…where the hell were you, then, when my skull’s blood was feeding the concrete?
Where were you when they tired of me, when they struck my face, plucked my words from my mouth, struck my words from the record? Or when I sat bloodied and dazed and nerve-damaged, afraid that my mind would never return because of another’s impatience, and knowing I lost all the joy in the world I would ever have? Where were you? when they dishonoured everything dear to me I had been foolish enough to show them at all. When death and violence and treachery surrounded me like a cloud of biting flies for a year? Where were you when I needed support?
Were you standing there, speechless, accepting, perhaps? Well, some of you were, very literally; others – I do not know, distracted or otherwise occupied – see, here is the thing – I scarcely even care anymore. I will not carry the weight of my friendships, my loves, on my own; I will stay alone always, because it certainly is not lost on me how quickly almost everyone vanished from my life the minute I STOPPED doing it, and because we do not live in a culture where reciprocity seems at all sane. And I cannot believe anyone now. And I only see victims and victimizers, a diverse line of modular Stepford plugins, and a customer base for every kind manufactured. No counterculture but only subcultures lined up as choirs of angels around a hollow sun and perfectly content with it. My feet are firmly grounded again in the qlippothic side of the world.
And I wanted much more; much nobler things. Dear hearts, I truly believed, to my bones, that you wanted them too, and believed, and I honoured you for it. You know I would have done anything for you, and sometimes I did, for some of you reading this now, I imagine. But you always were hesitant things; you always did sort of keep one foot in class envy while the other danced social justice convincingly, and you never did want to risk too much, to dive into terra incognita transfigured by holy terror and faith. So how can you ask that of anyone else? Why should I? Why is that my burden alone? Simply because it makes me die NOT to? Well, we are all dying now, and the joy of life is many years gone, for me. And I got used to chronic emotional pain, fear, predation, and perdition so very young indeed, you know. I cannot accept that Destiny’s vanquished my Will, but my eyes nonetheless do roll back in my head as Its tepid hand holds my throat against the bare boards. It is not so mouldy here as there but I still smell it faintly. As I am sure you can too if you take a moment.

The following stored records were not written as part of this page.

Issue #1050, opened 2015-11-28
Poco fails to build with gcc's -Wshadow


vmiklos:
Hi,

Building poco with

```
./configure --cflags="-Werror -Wshadow" && make
```

results currently in:

```
In file included from include/Poco/NumericString.h:24:0,
                 from include/Poco/NumberFormatter.h:24,
                 from include/Poco/ArchiveStrategy.h:27,
                 from src/ArchiveStrategy.cpp:17:
include/Poco/Buffer.h: In constructor ‘Poco::Buffer<T>::Buffer(std::size_t)’:
include/Poco/Buffer.h:41:30: error: declaration of ‘capacity’ shadows a member of 'this' [-Werror=shadow]
  Buffer(std::size_t capacity):
                              ^
cc1plus: all warnings being treated as errors
/home/vmiklos/git/poco/build/rules/compile:53: recipe for target '/home/vmiklos/git/poco/Foundation/obj/Linux/x86_64/debug_shared/ArchiveStrategy.o' failed
make[1]: *** [/home/vmiklos/git/poco/Foundation/obj/Linux/x86_64/debug_shared/ArchiveStrategy.o] Error 1
make[1]: Leaving directory '/home/vmiklos/git/poco/Foundation'
Makefile:116: recipe for target 'Foundation-libexec' failed
make: *** [Foundation-libexec] Error 2
```

This is a problem for me, as I want to use poco in a project that routinely builds with -Wshadow and -Werror. Currently I work this problem around by installing the poco package from the distro package, that way gcc know that the poco includes are provided by the system and it does not trigger the warnings.

Question is: if I invest time in fixing the -Wshadow warnings, would such changes be accepted? If so, I'm happy to go ahead, create fixes and send pull requests, but first I wanted to check if it would be accepted before I spend time on it. :-)

Thanks,

Miklos

aleks-f:
yes, of course, just stick with the coding style and send the pull

vmiklos:
Closing this issue -- my original problem (that I could not build https://github.com/libreoffice/online with -Wshadow due to Poco) is resolved already. Reading https://github.com/pocoproject/poco/pull/1277#issuecomment-226805606, it doesn't make sense to fix all -Wshadow warnings in internal test code as well. (So that a complete -Werror + -Wshadow build would pass.) Thanks for all the patch reviews. :-)

PR #1052, opened 2015-11-30
GH #1050 Foundation: fix gcc -Wshadow warnings

vmiklos:
http://www.appinf.com/download/CppCodingStyleGuide.pdf indicates that "it", "p" and "r" prefixes are welcome, so in a number of cases I could just fix the warnings by applying those prefixes in case the parameter name was the same as the getter member function name (and one of them needed renaming, so I had to rename the parameter name to avoid API/ABI changes).

```
make Foundation-libexec
```

now succeeds for me with -Wshadow + -Werror, using gcc.


aleks-f:
few travis builds are timing out for some reason ...

PR #1055, opened 2015-12-01
Cross build a Poco i686 32 bits on a Linux x86_64 64 bits OS

zosrothko:
Hi

All previous fixes about cross build a Poco i686 32 bits on a Linux x86_64 64 bits OS are wrong.
Setting -m64 on a Linux x86_64 does not help since it is the default target for gc x86_64
Setting -m32 on a Linux i686 does not help neither since it is also the default target for gcc i686

Thus 
1/ the Linux configuration has been rollbacked to its original version which works as a generic Linux configuration on i686 as well as x86_64.
2/ A new configuration Linux32-gcc is created that specifies the -m32 option for all XXX64 flags when running on a Linux x86_64
3/ steps for cross compiling
git clone -b develop https://github.com/pocoproject/poco.git poco
cd poco
mkdir Linux32-gcc
cd Linux32-gcc
../configure --config=Linux32-gcc --everything --omit=NetSSL_OpenSSL


aleks-f:
can you check why travis is failing?

zosrothko:
There is only on jobs that fails among teh 3 that are running tests and end of log states
*** Zip


testSingleFile: 
testDirectory: 
testManipulator: 
testManipulatorDel: 
testManipulatorReplace: 
testSetZipComment: 


No output has been received in the last 10 minutes, this potentially indicates a stalled build or something wrong with the build itself.

The build has been terminated


I already signaled to the Travis team to increase the no output timeout from 10 mn to 30 mn.

aleks-f:
the name of this config is misleading, why did you change it from 32 to gcc? couldn't his be properly separated to 32/64 bit as is for clang on Darwin?

zosrothko:
In the build/config, there are

Darwin
Darwin-clang
Darwin-gcc
Darwin32
Darwin32-clang
Darwin32-gcc
and so on

I just try to follow the explicit naming rules used already in config... but you can change it as you want

zosrothko:
got an answer from Travis about the timeout
"No output errors are when something your build is running is not putting out any output so Travis terminates the build, even if it is actually running. To solve this problem, we have a tool called travis_wait that you add in front of whatever line in your .travis.yml that is stalling the build which will output a line to the log to override this error. The default time is 20 minutes but since you need about 30, just add travis_wait 30 (travis_wait accepts a numerical value as a variable to increase the duration) in front of the line in your yml file where you run Zip. "

So could you add to the .travis.yml the command  travis_wait 30 just before running the tests.

aleks-f:
Darwin and Darwin32 are just forwards with tweaks, while here now we have Linux and Linux-gcc, which are both full config files.

zosrothko:
Ok, it is a typo from my side, the Linux32 should be renamed Linux32-gcc as states in the subject. Should I  follow the Darwin forwards and tweaks?

By the way, Darwin32-gcc forwards to Darwin-clang?

aleks-f:
Yes, Darwin convention should be followed. gcc forwarding to clang is obviously a mistake, it's in both 32 and 64-bit

aleks-f:
btw, that thing with time out did not work, btw, can you look at it and see what can be done, I'm not familiar with travis

zosrothko:
I have seen the errored jobs and exchange with Travis.org about. They did not answered yet.

Issue #1039, opened 2015-11-20
race condition in AsyncChannel close/log


DEvil0000:
> void AsyncChannel::close()
> {
>     if (_thread.isRunning())
>     {
>         while (!_queue.empty()) Thread::sleep(100);
>         do 
>         {
>             _queue.wakeUpAll(); 
>         }
>         while (!_thread.tryJoin(100));
>     }
> }

close() -> thread.isRunning() -> true
[thread context change]
some thread calling log().. exec until _queue.enqueue
[thread context change]
AsyncChannel thread finishes...
[thread context change]
close() -> while (!_queue.empty()) -> thread stuck

edit:
this can also cause shutdown issues in the following scenario:
main thread calls exit()
singleton Logger shutdown
other thread logging something
AsyncChannel creates the thread again
AsyncChannel has still some work while main thread destroys stuff with exit()
-> segfault

DEvil0000:
you can also hit this on reconfigure the logger while a different thread is logging:
>#0  0xb7fdbd50 in __kernel_vsyscall ()
#1  0xb7e4c5f6 in nanosleep () at ../sysdeps/unix/syscall-template.S:81
#2  0xb7bc753a in Poco::ThreadImpl::sleepImpl (milliseconds=100) at src/Thread_POSIX.cpp:285
#3  0xb7b252f9 in Poco::Thread::sleep (milliseconds=100) at include/Poco/Thread.h:308
#4  0xb7b24b8e in Poco::AsyncChannel::close (this=0x8142c00) at src/AsyncChannel.cpp:103
#5  0xb7b248d8 in Poco::AsyncChannel::~AsyncChannel (this=0x8142c00, __in_chrg=<optimized out>) at src/AsyncChannel.cpp:64
#6  0xb7b24a45 in Poco::AsyncChannel::~AsyncChannel (this=0x8142c00, __in_chrg=<optimized out>) at src/AsyncChannel.cpp:71
#7  0x0807e5a5 in Poco::RefCountedObject::release (this=0x8142c04)
    at /development/Lib/poco-1.6.1/Foundation/include/Poco/RefCountedObject.h:84
#8  0xb7b65777 in Poco::Logger::setChannel (this=0x8143ce0, pChannel=0x8153a38) at src/Logger.cpp:48
#9  0xb7b6583c in Poco::Logger::setProperty (this=0x8143ce0, name=..., value=...) at src/Logger.cpp:75
[...]

PR #1058, opened 2015-12-02
Fix async channel shutdown race condidion

DEvil0000:
#1039


DEvil0000:
seams like branch is out of sync - sorry for that.

aleks-f:
@obiltschnig is this pull still relevant?

DEvil0000:
I did not test it again with new versions but from looking at the code I would say its still needed. I did just not find time to fix my messed up PR.

PR #1067, opened 2015-12-07
improvment in running tests 

zosrothko:
Hi

This PR is covering  the following points:
1/ For a UNIX_FAMILY platform, use of POCO_BASE for finding out the configuration file of the testsuite of NetSSL_OpenSSL
2/ Add a filter on runtests2.cmd on Windows.
2/ Limit verbosity of msbuild at minimal

It is worthwhile to note that now, one can build Poco in a separate directory and run the tests from $POCO_BASE. This can be applied to multiple parallele branches. Here a sample

git clone https://github.com/pocoproject/poco.git poco
cd poco
git checkout MyBranch
mkdir MyBranch
cd MyBranch
../configure --everything
make -s -j4
cd ..
. env.sh
export POCO_BUILD=`pwd`/MyBranch
./build/script/runtests.sh

### DIFF
--- a/.gitignore
+++ b/.gitignore
@@ -120,6 +120,7 @@ RemotingNG
 XSD
 stage/
 releases/
+Zip/testsuite/data*.bin
 
 
 # openssl binaries #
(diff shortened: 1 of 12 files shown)


aleks-f:
Can you also add those options to [PowerShell script](https://github.com/pocoproject/poco/blob/develop/buildwin.ps1). The idea of PowerShell was to have a proper build script and get rid of the awful batch, but it keeps living.

zosrothko:
Added limitation of verbosity to minimal and nologo to buildwin.ps1. Back port of some CMake fixes from poco-1.6.2 fixes.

The bones of the mountain, the hiss of our cruel mother sea, they are better friends to me now than ever you were, my fellow conscious beings, who could be so much more. This is cold comfort; this is not how it should be. But if I cannot be certain who I can trust with what after two or five or fifteen years, I suppose that is simply a place I can never in good faith stand, with anyone.
And where AM I now; where have I gone and where shall I go? Do I want you to know? Because nowhere is safe from the tainted & whimsical gaze of your masquerade camera eyes, your stupid chickenshit one-way mirrors. You hunt tamer, younger, easier prey, now; you shun and you spurn and defile our memory, but there you are, still, wherever I go. Whatever you have had to say about the places I love in the past. You are (t)here. You haunt them with your treasonous flesh, your lying smiles, your practised theatre of love, your counterfeit politics. Politely-rapacious tourists slumming it down in the underworld, dazzled by the allure of liberation you dare not pay for, and as such become broken thereby, walking half-assed perversions of the true meaning of liberty, of troth, of weal. Enslavers and deceivers of yourselves & each other. Do I want you to see me or hear me? Keep my name out yr mouth and yr eyes. Real intimacy is not a thing to be bartered at all, and I feel utterly sick to ever have shared it in earnest again, to have been reminded how little that is worth.
I am not an empty confession booth – go masturbate somewhere else. Go be insincere together elsewhere. Go fill your wounds uselessly with hotdogs and with oysters and diamond dust, septic with negligence, festering under apocryphal moons. Go carve yourselves up into pointless museum-booths in a fundraiser for things you used to decry. Grow fat on the tepid milk of the mediocre; hatch little dreamlets who will grow to dislike you as I do, propagate broken dynasties hamstrung by things you have failed to transcend. You will have no more of my soul now, you sellouts, hypocrites. You who would claim kinship by day and leave me to the wolves in my darkest hour, who would condone or support people who you have watched lie to me, exploit me, betray my trust in word and deed, knowingly do me harm via acts of their own will, erase me to ease their own guilt… you who would forge a new clan of what should rightly be your collective shame, who would DARE to fault ME for withholding forgiveness to make it EASIER for YOU because I AM somehow EVER SO SELFISH. There is no neutrality here, nor room for forgiveness. I am done.
Do I want anyone to remember? No comment; no matter; it is already over; I am already gone. I watch from beneath and I will curse you forever in silence.
but what have I ever freely given that,
in the end, has not proven a fruitless waste,
a barren? waste-
land. dead tree. hollow scaffolding,
a blueprint of a lifeless fig,
…as these dry crusts of self now seem to me as well.